How can the "reporter" Robert Fisk get so many facts wrong? Well, I guess that's why he's a "reporter" rather than a reporter. I hereby coin a new term to describe such sloppy, factually-challenged writing: "Fisk-ally irresponsible."
Arggh! I've been meaning to link to some choice articles by Orson Scott Card for the last couple of weeks, and now, because I frittered away my time on things like watching TV and eating bon-bons, Charles Johnson has beaten my sorry carcass to the punch.
Geography as political diatribe. The Association of American Geographers (AAG) holds its annual conference this week in Los Angeles. If you're in the area on Wednesday morning, March 20, you can attend this session: "4221. The Middle East Today." (Matt? Ken? Charles? How about it?) The Wiesenthal Center has protested to the AAG that this session looks a lot more like anti-Israel propaganda than a session on geographic issues. The AAG disagrees. You be the judge. The five-paper session includes the following three:

Jonathan Lu (U Northern Iowa): "Arab-Israeli Conflicts: A Biblical Solution." From the abstract: "The Jews claimed their rights to the land based on the promise God first gave their ancestor Abraham. The Palestinians claimed their rights to the land based on their historical residence on the land, while the Jews were absent living in Diaspora.... This research looked to the Bible for a solution: calling the people to learn from their history and obeying God's commands.... Success or failure of this solution depends on the willingness of both sides, with divine healing and help, to forgive and forget past bitterness, to accept the fact of needing to live in peaceful coexistence, and on the willingness of the Israelis to obey the commands of their God."

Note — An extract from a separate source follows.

PR #3374, opened 2022-09-08
Fix: ABLASTR nvcc Phi Fine/Coarse

ax3l:
Poisson solver: work around an NVCC compile error downstream in ImpactX. This is likely due to nesting of lambdas.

Mohameden Ould-Mey (Indiana state University):"Zionism is Back to Square One: From the Jewish Question in Europe to the Israeli Problem in the Arab World." From the abstract: "The paper examines the failure of Zionism to (1) achieve its core objectives, (2) continue to fabricate and/or re-write Middle Eastern history, and (3) realize and recognize the necessity for the de-Zionization and democratization of the State of Israel. First, the paper argues that though Europe and the Arab World paid a heavy price for the conception of Zionism in Europe and the creation of the State of Israel in Palestine, Zionism failed to solve the Jewish Question, achieve normalcy for the State of Israel, or erase Palestine and the Palestinians from the map. Second,...."

Ghazi Falah (University of Akron): "Blaming the victim: representation of the Palestinian Intifada in selected daily newspapers in North America." From the abstract: "In this paper, I look at the heading, pictures and texts published in various newspapers in Canada and the U.S. concerning the ongoing bloody conflict between the Palestinian civilians and the occupying Israeli army. I attempt to explain the causes underlying the inherited biases towards Palestinians and point out patterns of misrepresentation of the Palestinian struggle for liberation and resistance."

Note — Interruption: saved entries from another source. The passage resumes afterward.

PR #3381, opened 2022-09-12
Add species name to 2 error messages

lucafedeli88:
This PR makes two error messages more readable by adding the name of the species that has some issues.


ax3l (approved):
:tada:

I always thought that geography studies would deal with cartography or environmental issues, or maybe the location of industrial development. But for these academic pretenders, it's really an outlet for political rhetoric, and sloppy political rhetoric at that.

Here's another paper from the same session. I wonder how this scholar is going to feel about being lumped in with these bozos.

Jeffrey A. Gritzner (University of Montana): "Patterns of Environmental Change in Levantine Antiquity." From the abstract: "This paper explores patterns of environmental change in the Levant during the late Pleistocene and Holocene epochs. In doing so, it variously draws upon analysis of solifluction, fluvial geomorphology, flora, fauna, the archaeological record, and literature."

What's next? A session on Israeli oppression at the next Computer Science conference ("A Batch Approach to Bandwidth Constraints, and the Problem of Israel")? A session on the evils of Zionism at the next Astrophysics conference ("The Sun Also Rises Over Palestine")?